The Respondent in this application had no authority to execute for the costs taxed by the Deputy Registrar. A decree was required in order to carry out the execution. It is not disputed that the Civil Procedure Rules are not applicable in this matter. Lady Justice Mary Kasango rightly ruled that the Civil Procedure Act does not apply to the Advocate’s Act and that the Advocate’s Act does not provide for stay of taxed costs. I concur with the honourable Judge’s ruling.The initial prayer in this application seeks for stay of execution of the Applicant’s property which was in order. It was granted to operate and be in force pending the determination of this application. The main prayer now before the court is for setting aside warrants of attachment and for costs of the application. It was unprocedural for the Respondent to give instructions to the Kuronya auctioneers to execute before obtaining a decree. Any costs incurred by the auctioneer or anyone else in this application ought to be paid by the Respondent.

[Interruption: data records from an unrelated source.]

PR #2419, opened 2019-02-14
Add Image Widget Plus unload

bordoni:
_Ref:_ [C#121977](http://central.tri.be/issues/121977)
---

### DIFF
--- a/src/Tribe/Main.php
+++ b/src/Tribe/Main.php
@@ -316,6 +316,8 @@ if ( ! class_exists( 'Tribe__Events__Main' ) ) {
 			// let's initialize tec
 			add_action( 'plugins_loaded', array( $this, 'plugins_loaded' ), 0 );
 
+			// Prevents Image Widget Plus from been problematic
+			$this->compatibility_unload_iwplus_v102();
 		}
 
 		/**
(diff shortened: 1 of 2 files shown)


src/Tribe/Main.php
```diff
@@ -584,6 +586,32 @@ protected function loadLibraries() {
...
+
+			if ( ! defined( 'Tribe__Image__Plus__Main::VERSION' ) ) {
+				return;
+			}
+
+			if ( ! version_compare( Tribe__Image__Plus__Main::VERSION, '1.0.2', '<=' ) ) {
+				return;
+			}
+
+			remove_action( 'plugins_loaded', array( Tribe__Image__Plus__Main::instance(), 'plugins_loaded' ), 0 );
```
jesseeproductions: Do we have time to add a notice like we do when we shutdown because of an older version of ET: https://github.com/moderntribe/the-events-calendar/blob/c68d9c6280c499503072b2d5ffdbf0f383af786a/src/Tribe/Main.php#L1449

That way at least we have some warning to people that IW+ is not running.

bordoni: I wanted to avoid any notices. Since we are going to release IW+ hotfix today I just go a sign-off from Zach that we dont need it if we can get the release on the same day.

PR #2425, opened 2019-02-26
When EA service fails, we shouldnt throw a notice with EBT

bordoni:
_Ref:_ [C#123383](http://central.tri.be/issues/123383)
---

### DIFF
--- a/src/Tribe/Aggregator/Service.php
+++ b/src/Tribe/Aggregator/Service.php
@@ -355,11 +355,13 @@ class Tribe__Events__Aggregator__Service {
 		$response = $this->get( 'eventbrite/validate', $args );
 
 		// If we have an WP_Error we return only CSV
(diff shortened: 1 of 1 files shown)


src/Tribe/Aggregator/Service.php
```diff
@@ -355,11 +355,13 @@ public function has_eventbrite_authorized() {
 		$response = $this->get( 'eventbrite/validate', $args );
 
 		// If we have an WP_Error we return only CSV
-		if ( $response instanceof WP_Error ) {
+		if ( is_wp_error( $response ) ) {
```
lucatume: Why this? `instanceof` is faster and is what the function is doing.

bordoni: I just went with what we used in other places in our code. but you are right. Moving back to `instanceof WP_Error`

For the reasons that I have stated above I allow the application dated 12/10/2010. The Respondent will meet the costs of this application and those of the auctioneer on presentation of the fee note by the Kuronya auctioneer or through assessment. I hereby so declare and decree.
F. N. MUCHEMI
JUDGE
Ruling delivered in open court this 10th day of May 2011 in the presence of Mr Khakula for the applicant and Mr Situma for Kiarie for the Applicant.